I can see that you do make your own original stuff.  What tools do you use?  PMXE?  Blender?  Meta?

Most MMD model releases are not composed of entirely original meshes.  The majority of what I see uses rips from games or from anonymous 3DCG authors.  I see completely original work 1 in a 1000 releases.  I have a lot of respect for you for releasing completely original meshes.  Both of us know that modelling is difficult.  Although I would encourage you to stop creating rules for your models, little of what I said was aimed at people making completely original meshes.  Looking back, I can tell that I didn't make that clear, and I'm sorry.  When I said, "All of those people," I was exaggerating.  No, not all people create MMD meshes that way.  You don't.  (But the overwhelming majority do.)

"They're adhering to the original rules of the source material they use."

This is rarely true.  First, anybody that's ever using a game rip is not adhering to the rules of their source.  Games always come with the most explicit list of rules any of us could ever dream of writing....

Beyond that, modellers regularly take stuff from the public domain-- stuff with no rules-- and add their own, new rules to it.  This becomes increasingly obvious as one looks at more and more publicly available meshes, and starts seeing the exact source material that is used in MMD conversions.  This stuff is often originally released as public domain or as CC0-- creative commons zero-- which are essentially the same thing.  These licenses include no demands for even credit.  Yet MMD converters regularly add demands to be credited.  And they rarely demand credit for their original source, or even give credit to their original source.  Anything not wholly original that ever comes with a "no edit" rule is an obvious example of people doing much more than adhering to the rules of their sources.
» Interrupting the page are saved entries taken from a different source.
PR #16193, opened 2026-02-06
Add tmdb id filter on Item api endpoint

### LINKED ISSUE #16192: Add the possibility to query item based on tmdbid in API
Allow api users to query a specific tmdbid in the get Item endpoint.
The query should return only one Item, or nothing.

Noustaa:
Add a tmdb id filter in Item API endpoint.
You can search for an item by tmdbid.

**Changes**
Added a new field "tmdbId" in GetItems function.

**Issues or Discussions**
#10156
Resolves #16192

### DIFF
--- a/CONTRIBUTORS.md
+++ b/CONTRIBUTORS.md
@@ -211,6 +211,7 @@
  - [martenumberto](https://github.com/martenumberto)
  - [ZeusCraft10](https://github.com/ZeusCraft10)
  - [MarcoCoreDuo](https://github.com/MarcoCoreDuo)
+ - [Noustaa](https://github.com/Noustaa)
 
 # Emby Contributors
 
--- a/Emby.Server.Implementations/Localization/LocalizationManager.cs
+++ b/Emby.Server.Implementations/Localization/LocalizationManager.cs
@@ -262,6 +262,24 @@ namespace Emby.Server.Implementations.Localization
         }
 
         /// <inheritdoc />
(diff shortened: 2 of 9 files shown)


nielsvanvelzen (changes requested):
We should stop adding individual parameters for each external provider of and come up with a solution that works for all of them.

Noustaa:
> We should stop adding individual parameters for each external provider of and come up with a solution that works for all of them.

Good point ! I decided to pair it with the existing fields "Has<Provider>Id" to avoid adding a new field "Provider".

sjorge:
Would be nicer if you could look up any providerId not just those three. Although I am not sure how core-team feels about other plugin provided providers IDs like anidb, anilist, ...

Noustaa:
I updated to support all providers defined in MediaBrowser.Model.Entities.MetadataProvider.
Regarding plugin providers, i don't really know how to handle that.

What i have tested myself so far: Tmdb, Tvdb, Imdb and TmdbCollection. I can't test the others as i do not have them in my library.

Noustaa:
@nielsvanvelzen Are you okay with latest changes ?

nielsvanvelzen (changes requested):
The current approach is confusing (combination of 2 parameters to do a single thing) does not allow for using multiple provider ids. From a client-dev perspective I would probably expect to set my query parameters like `providerId[tmdb]=123&providerId[imdb]=567`. I believe you can achieve that with a dictionary in asp.net.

"I'm not sure where you got the idea that people release their stuff without any rules on it."

If you take a look at the readme on this model, you'll see me crediting my source.  In this case, it's lucasromerodb, and the mesh that I used was accessed from… .  If you take a look at that, you'll see that it's released under the "CC0" license.  What that means is that the creator of this mesh, despite what you're saying, released his work to the world without creating even a single rule regarding it.  Without even demanding that people using his work credit him.  (I've decided to credit him anyways, because my reason to credit sources is to be a decent human being, and to allow others to make something better than I did out of that mesh; I don't need rules to tell me to do that.)

Take a look around that site.  You can search by license.  Here's a search for "sword", "CC0":… .  Four pages of sword models released without even a single rule.  Search for anything you want.  And that's just one site out of hundreds, maybe thousands.
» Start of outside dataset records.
PR #16204, opened 2026-02-08
Fix broken library subtitle download settings

MBR-0001:
It seems somewhere between 10.9 and 10.10 the change was made to use 639-2/T language names but the options.xml kept old values. This resulted in following behavior:
if options.xml contains **dut** it will download subtitles, save them under filename.**dut**.srt but in MediaStreamInfos table it will save the language as **nld**, result -> subsequent scans will not find dut in MediaStreamInfos and will download subs again and again and again

Also, some users have duplicated entries https://github.com/jellyfin/jellyfin-plugin-opensubtitles/issues/185#issuecomment-3849609675

**Changes**
Added a migration to remove duplicate entries and convert all 639-2/B languages to 639-2/T in options.xml of every library. 

**Issues**
Maybe (hopefully)
fixes https://github.com/jellyfin/jellyfin/issues/12434
fixes https://github.com/jellyfin/jellyfin-plugin-opensubtitles/issues/185

### DIFF
--- a/Jellyfin.Server/Migrations/Routines/FixLibrarySubtitleDownloadLanguages.cs
+++ b/Jellyfin.Server/Migrations/Routines/FixLibrarySubtitleDownloadLanguages.cs
@@ -1,0 +1,106 @@
+using System;
+using System.Collections.Generic;
+using System.Linq;
+using System.Threading;
+using System.Threading.Tasks;
+using Jellyfin.Server.ServerSetupApp;
+using MediaBrowser.Controller.Entities;
+using MediaBrowser.Controller.Library;
+using MediaBrowser.Model.Globalization;
+using Microsoft.EntityFrameworkCore;
+using Microsoft.Extensions.Logging;
+
+namespace Jellyfin.Server.Migrations.Routines;
+
+/// <summary>
+/// Migration to fix broken library subtitle download languages.
+/// </summary>
+[JellyfinMigration("2026-02-06T20:00:00", nameof(FixLibrarySubtitleDownloadLanguages))]
+internal class FixLibrarySubtitleDownloadLanguages : IAsyncMigrationRoutine
+{
+    private readonly ILocalizationManager _localizationManager;
+    private readonly ILibraryManager _libraryManager;
+    private readonly ILogger _logger;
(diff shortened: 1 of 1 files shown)


crobibero (approved):

michnovka:
I confirm this fix resolves the issue for me locally :)

Jellyfin.Server/Migrations/Routines/FixLibrarySubtitleDownloadLanguages.cs
```diff
@@ -0,0 +1,101 @@
...
+
+            var fixedLanguages = new List<string>();
+
+            foreach (var language in options.SubtitleDownloadLanguages)
+            {
+                var foundLanguage = _localizationManager.FindLanguageInfo(language)?.ThreeLetterISOLanguageName;
+                if (foundLanguage is not null)
+                {
+                    // Converted ISO 639-2/B to T (ger to deu)
+                    if (foundLanguage != language)
```
Bond-009: use string.Equals

Jellyfin.Server/Migrations/Routines/FixLibrarySubtitleDownloadLanguages.cs
```diff
@@ -0,0 +1,101 @@
...
+
+                    fixedLanguages.Add(foundLanguage);
+                }
+                else
+                {
+                    _logger.LogInformation("Could not resolve language '{Language}' in library '{LibraryName}'. Skipping.", language, virtualFolder.Name);
+                }
+            }
+
+            // Distinct removes duplicates (spa, pob etc.)
```
Bond-009: I'd prefer checking this while adding them instead of at the end with distinct

Bond-009 (changes requested):

Jellyfin.Server/Migrations/Routines/FixLibrarySubtitleDownloadLanguages.cs
MBR-0001: done

Shadowghost (approved):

So, yes, people release their stuff without any rules on it, all the time.  This is rare in the world of MMD.  It is not rare elsewhere.  And the fact that many MMD users take advantage of this generosity on the part of other modellers, then turn around and fail to show the same generosity to others, is utterly disrespectful to their sources.

"Or to protect themselves from certain issues."

Protect themselves from what?  Artists are not responsible for what others do with their art.  Artists are not protecting themselves from anything by instituting their rules.  It is control, not protection.

"Nobody is trying to be famous."

There's no reason to demand that one's name be attached except to spread one's name.  Demands for credit are unnecessary for any other purpose.

Think about the number one source for MMD meshes and textures: 3DCG mods.  3DCG had a thriving community of skilled artists.  Yet these mods were released anonymously, for anyone to use or redistribute.  This lawless culture did not prevent anyone from making anything.  And today, MMD is much richer for the selflessness shown by these creators.  Thank you 3DCG mod authors!

We should learn from them.  But instead, we're making rules.
razrRjunko's avatar
to say that it's not true that people do it to adhere to the source material's rules is actually really really wrong. i'm not sure exactly what you've been looking at, but one example is how a lot of tda-edited models have a no R18 rule. this is because tda themselves implemented a no R18 rule on their work. people will add rules not to edit because some modelers (i cant remember the names off the top of my head, there's espeically one i know does this but they've been inactive for years now) include rules in their readme that state that if you edit their model, you need to add their same rules to your edit. it's definitely a regular thing, and if you haven't seen this happen then i doubt you're looking in the right places.

also, i implement rules to protect myself and my work. i don't want people stealing things from me, scribbling over it and rereleasing the work as their own. i'm the one who did the modeling, not them, and i want to be recognized for my work, not have someone else claim they spent the time to model and texture my own work.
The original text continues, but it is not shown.